The water-selective channel aquaporin-4 (AQP4) contributes to the migration and proliferation of gliomas, and to their resistance to therapy. Here, we show, in glioma animal models, and in glioma patients, that transmembrane water-efflux rate is a sensitive and specific biomarker of AQP4 expression and can be measured via dynamic-contrast-enhanced magnetic resonance imaging. Water-efflux rates correlated with changes in the heterogeneity of intratumoural and intertumoural AQP4 in human gliomas and following treatment with the AQP4 inhibitor TGN020. Regions with low water-efflux rates contained higher fractions of stem-like slow-cycling cells and therapy-resistant cells, suggesting that maps of water-efflux rates could be used to identify gliomas that are resistant to therapies.
Introduction
Glioma is the most prevalent primary central nervous system (CNS) malignancy in adults 1. Aquaporin channel 4 (AQP4) plays an important role in glioma pathology 2–4, including facilitating glioma infiltration into the brain and being one of the earliest indicators of glioma transformation and treatment resistance. Currently, traditional biopsy is the ‘gold-standard’ approach to characterize the expression levels of AQP4, but lacks spatial information. In this study, we show that imaging AQP4 expression at high spatial resolution via MRI is achievable. We show that the intracellular-to-extracellular water-efflux-rate constant kio, a physical parameter characterizing the membrane permeability property of cells obtained from water-exchange DCE-MRI (ref 5 in Fig. 1b), is a non-invasive and accurate MRI imaging biomarker of AQP4 expression in glioma.Methods
Patients, Water-exchange MRI, and kio-guided Stereotactic BiopsyGlioma patients were recruited according to inclusion criteria of the Institutional Review Board (IRB) of Shandong Provincial Hospital, Shandong First Medical University. Water-exchange DCE-MRI (Fig 1) were performed and analyzed following the same protocol as ref 6 one or two days before stereotactic biopsy procedure. The obtained kio map was registered to the structural MRI for stereotactic biopsy planning. In each patient, multiple biopsy samples were selected with varying kio values (Fig. 1b). The AQP4 expression level of “point-to-point” were further obtained from immunohistochemistry (IHC).
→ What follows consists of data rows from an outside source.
PR #3128, opened 2026-08-21
Fix trailer preview falling back to low resolution

### LINKED ISSUE #3127: Trailer preview falls back to low resolution when the top adaptive stream can't be probed
### Pre-flight checks

### App version / commit

0.8.7-beta (also reproduces on latest dev, commit 57a7e21)

### Install method

GitHub Release APK

### Platform

Android TV

### Device model

iffalcon android tv

### Android version

android 11

### Player mode

Internal player

### Area (tag)

### Bug description

The in-app YouTube extractor (InAppYouTubeExtractor.kt) probes only the single top-ranked adaptive video stream. If that one CDN URL is unreachable (403/timeout — which happens routinely, e.g. when YouTube changes client attestation requirements as in [#3079](https://github.com/NuvioMedia/NuvioTV/issues/3079)), the extractor falls straight through to the HLS manifest or progressive stream, which is often far below the resolution the trailer actually has on YouTube. Separately, TrailerService.rankTmdbVideoCandidates ranked TMDB's official flag above upload resolution, so an official 480p upload could beat an unofficial 1080p/4K one for the same title.

Verified live: for a recent trending title, YouTube returned 45 adaptive video streams up to 2072p, but the extractor's single-candidate probe failed and the progressive fallback it would have used was only 346p.

### Steps to reproduce

Focus any title on the home screen whose trailer's top-ranked adaptive stream happens to be unreachable from your network (this is intermittent per-CDN-node, not tied to specific titles).
Watch the trailer preview autoplay.
Observe the resolution is visibly low compared to the trailer as viewed directly on YouTube.

### Expected behavior

Trailer preview plays the highest-resolution stream YouTube has for that trailer.

### Actual behavior

Trailer preview plays a low-resolution (often ~360-480p) progressive/HLS fallback stream, even when the same trailer has 1080p/4K adaptive streams available on YouTube.

### Frequency

Always

### Did this work before?

Not sure

### Media details (optional)

_No response_

```shell

```

### Anything else? (optional)

I can fix this. this is an additional fix for the resolution fallback

RahulRex0:
## Summary
Two related trailer-quality defects fixed as two small, focused commits:
- The YouTube extractor only probed the single top-ranked adaptive video
  stream before falling back to HLS/progressive (~360-480p).
- TMDB trailer-candidate ranking placed the `official` flag above upload
  resolution, so a low-res official upload could beat a high-res one.

## PR type
- [x] Critical bug fix

## Why
Trailer previews were playing at noticeably lower quality than the same
trailer on YouTube, even when high-resolution streams were available.

## Issue or approval
Fixes #3127

## Reproduction steps
See linked issue.

## UI / behavior impact

## Policy check

## Scope boundaries
Does not touch trailer audio-track or language selection — those are a
separate, follow-up fix.

## Testing
- `./gradlew :app:testFullDebugUnitTest --tests "com.nuvio.tv.data.trailer.*"` — all passing, including new tests for both fixes.
- `./gradlew :app:assembleFullDebug` — builds successfully.
- Manually verified on-device: trailer preview now plays the ranked-highest reachable adaptive stream instead of falling back after a single failed probe.

## Screenshots / Video
Not a UI change.

## Breaking changes
None.

## Linked issues
Fixes #3127

### DIFF
--- a/app/src/main/java/com/nuvio/tv/data/trailer/InAppYouTubeExtractor.kt
+++ b/app/src/main/java/com/nuvio/tv/data/trailer/InAppYouTubeExtractor.kt
@@ -26,6 +26,7 @@ import javax.inject.Singleton
 
 private const val TAG = "InAppYouTubeExtractor"
 private const val EXTRACTOR_TIMEOUT_MS = 30_000L
+private const val MAX_ADAPTIVE_VIDEO_PROBES = 4
 private const val DEFAULT_USER_AGENT =
     "Mozilla/5.0 (Linux; Android 12; Android TV) AppleWebKit/537.36 " +
         "(KHTML, like Gecko) Chrome/133.0.0.0 Safari/537.36"
@@ -438,10 +439,18 @@ class InAppYouTubeExtractor @Inject constructor() {
         val bestProgressive = sortCandidates(progressive).firstOrNull()
         val bestVideo = pickBestForClient(adaptiveVideo, PREFERRED_SEPARATE_CLIENT)
         val bestAudio = pickBestForClient(adaptiveAudio, PREFERRED_SEPARATE_CLIENT)
+        // Preserve the preferred-client first choice, then try globally ranked fallbacks.
+        val adaptiveVideoUrls = listOfNotNull(bestVideo?.url)
+            .plus(sortCandidates(adaptiveVideo).map { it.url })
+            .distinct()
 
         // Try adaptive video + audio first (best quality, separate streams)
         kotlinx.coroutines.yield()
-        val resolvedVideo = bestVideo?.url?.let { resolveReachableUrl(it) }
+        val resolvedVideo = firstResolvedUrl(
+            candidates = adaptiveVideoUrls,
+            maxAttempts = MAX_ADAPTIVE_VIDEO_PROBES,
+            resolve = ::resolveReachableUrl
+        )
         val resolvedAudio = if (resolvedVideo != null) bestAudio?.url?.let { resolveReachableUrl(it) } else null
 
         if (resolvedVideo != null) {
@@ -829,6 +838,17 @@ class InAppYouTubeExtractor @Inject constructor() {
         }
         return headers.build()
     }
+}
+
+internal suspend fun firstResolvedUrl(
+    candidates: Iterable<String>,
+    maxAttempts: Int,
+    resolve: suspend (String) -> String?
+): String? {
+    for (candidate in candidates.take(maxAttempts)) {
+        resolve(candidate)?.let { return it }
+    }
+    return null
 }
 
 private data class RequestResponse(
--- a/app/src/main/java/com/nuvio/tv/data/trailer/TrailerService.kt
+++ b/app/src/main/java/com/nuvio/tv/data/trailer/TrailerService.kt
@@ -498,8 +498,8 @@ internal fun rankTmdbVideoCandidates(results: List<TmdbVideoResult>): List<TmdbV
         }
         .sortedWith(
             compareBy<TmdbVideoResult> { videoTypePriority(it.type) }
-                .thenBy { if (it.official == true) 0 else 1 }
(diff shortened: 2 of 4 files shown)


skoruppa:
Right now only animated movies (like Toy Story) always fail to low quality and with your change I don't see any improvement.  It only resulted in longer loading before finally failing back to low quality HLS. Do you have any examples where your changes helped?

RahulRex0:
Fair challenge, and I don't have a confirmed example. Two different things are in this PR,
worth separating:

1. Retrying different CDN mirror nodes for the same quality stream -
   that already existed before this PR, not something I touched.
2. Trying a different quality/itag entirely when the top one's mirrors
   all fail - that's what I actually added, and I don't have a verified
   case of that specific mechanism paying off. It's a plausible
   hypothesis, but I can't back it with real evidence right now.

Given that, I think the honest move is either: (a) I add temporary
logging that flags when a non-top candidate succeeds after the top one
failed, so real usage data settles this, or (b) I drop the multi-itag
retry from this PR entirely until there's evidence it does anything,
keeping just the resolution/official ranking fix. which
would you prefer?

kayochiaradia:
Reading this while looking at the same code, there's a coupling worth flagging before you decide between (a) and (b): **the retry is applied to video but not to audio, and those two are load-bearing together.**

On `dev`, adaptive video and audio are collected as separate single-track candidates (`InAppYouTubeExtractor.kt:367` and `:390`, split by `hasVideo` / `hasAudio` at `:355-356`), and the audio track is probed exactly once:

```kotlin
val resolvedAudio = if (resolvedVideo != null) bestAudio?.url?.let { resolveReachableUrl(it) } else null

if (resolvedVideo != null) {
    return TrailerPlaybackSource(videoUrl = resolvedVideo, audioUrl = resolvedAudio)
}
```

So `resolvedVideo != null` with `resolvedAudio == null` returns an adaptive video URL with no audio. `TrailerPlayer` only merges a second source when the audio URL is non-blank (`TrailerPlayer.kt:110-116`):

```kotlin
if (!trailerAudioUrl.isNullOrBlank()) {
    player.setMediaSource(MergingMediaSource(videoSource, audioSource))
} else {
    player.setMediaItem(MediaItem.fromUri(trailerUrl))
}
```

which plays the video-only stream on its own — a silent trailer.

That sharp edge already exists on `dev`; the reason it matters here is that this PR changes how often it is reached. Today `resolvedVideo` is non-null only when the single top candidate resolves. With up to four probes it becomes non-null more often, including in cases that previously fell through to the HLS manifest. Since the audio probe is unchanged, some of the newly-successful adaptive attempts will be video-with-failed-audio, and those return silent playback where `dev` would have returned muxed HLS with sound. Trading 1080p-with-audio for 1440p-silent is a bad trade, and it would show up as "no sound on some trailers" rather than as a resolution regression, so it is easy to misattribute.

If you keep the multi-itag retry, the fix is small: give `adaptiveAudio` the same ranked fallback, and only prefer the adaptive pair when both sides resolved — otherwise fall to HLS/progressive, keeping a silent adaptive stream as a last resort so nothing that plays today stops playing. That is a pure ordering decision and can be unit-tested without touching the network.

On the (a)/(b) question itself I can't settle whether a non-top itag ever succeeds after the top one fails — I don't have that evidence either. But one detail supports @skoruppa's "longer loading" observation: `resolveReachableUrl` already walks the `mn` mirror list for each URL, so the added retry multiplies rather than adds — up to four candidates, each doing its own mirror sweep, before the HLS fallback is reached. If you go with (a), it would be worth logging the failure status per candidate too, not just whether a non-top one succeeded: if the top candidate's mirrors are all returning 403 for a reason that is per-format (rather than per-host), sibling itags will fail the same way and the extra latency buys nothing. That would distinguish "retry helps" from "retry only delays the fallback".

Splitting the ranking change (`rankTmdbVideoCandidates`) out from the retry seems worthwhile regardless — it stands on its own and is much easier to reason about than the probe behaviour.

Glioma Rat Model and AQP4 inhibition
The subcutaneous glioma model was used by injecting the C6 glioma cell lines in the right leg of Sprague Dawley rats. Then, the animals were taken for water-exchange DCE-MRI on a 7.0T MRI and were fixed with 4% PFA immediately after MRI for IHC staining of AQP4. For pharmacological inhibition of AQP4, Each animal was intravenously injected with TGN020 (3 mg/kg) 15 mins before water-exchange DCE-MRI, ensuring that TGN020 maintained a steady uptake 7,8.
Results and Discussion
kio precisely detects AQP4 expression in human gliomasWater-exchange DCE-MRI revealed intratumoural heterogeneity of kio in human glioma (Fig. 2). The MRI-guided stereotactic biopsy enabled us to compare kio directly with the biopsy histology in a “point-to-point” way. From visual inspection, the sample with kio = 10.0 s-1 shows much higher AQP4 expression than that with kio < 0.5 s-1 in both IHC and immunoelectron microscopy. We further quantified the AQP4+ fraction in each biopsy and find a significant linear correlation (R = 0.97, p < 0.0001) between kio and the fraction of AQP4+ cells using all 45 biopsies subsequently (Fig. 2f). Linear regression analysis generated:
kio = 14.1 s-1 * AQP4+ % + 0.2 s-1
suggesting a greater AQP4-related kio (14.9 s-1) than non-AQP4-related kio (i.e., kio baseline, 0.2 s-1). and kio is dominated by the AQP4-regulated pathway in human glioma. Such linear relation between kio and AQP4 expression still holds in the multiple biopsy samples acquired for the same patients as illustrated in Fig.3.
kio is a specific AQP4 biomarker
To further validate water-exchange DCE-MRI as a specific imaging method related to AQP4 expression in vivo, we performed AQP4 inhibition with TGN020 in the rat subcutaneously glioma model (Fig. 4a). Glioma tumor treated with TGN020 exhibited a clear reduction in kio values, as shown in the kio maps (Fig. 4b). In addition, whole-tumor-averaged kio decreased significantly from 6.3 ± 0.6 s-1 (saline) to 3.5 ± 0.7 s-1 (TGN020) (by 43%, n = 9, Fig. 4c). The qualitative results demonstrated the sensitivity and specificity of kio as an AQP4 expression surrogate in gliomas.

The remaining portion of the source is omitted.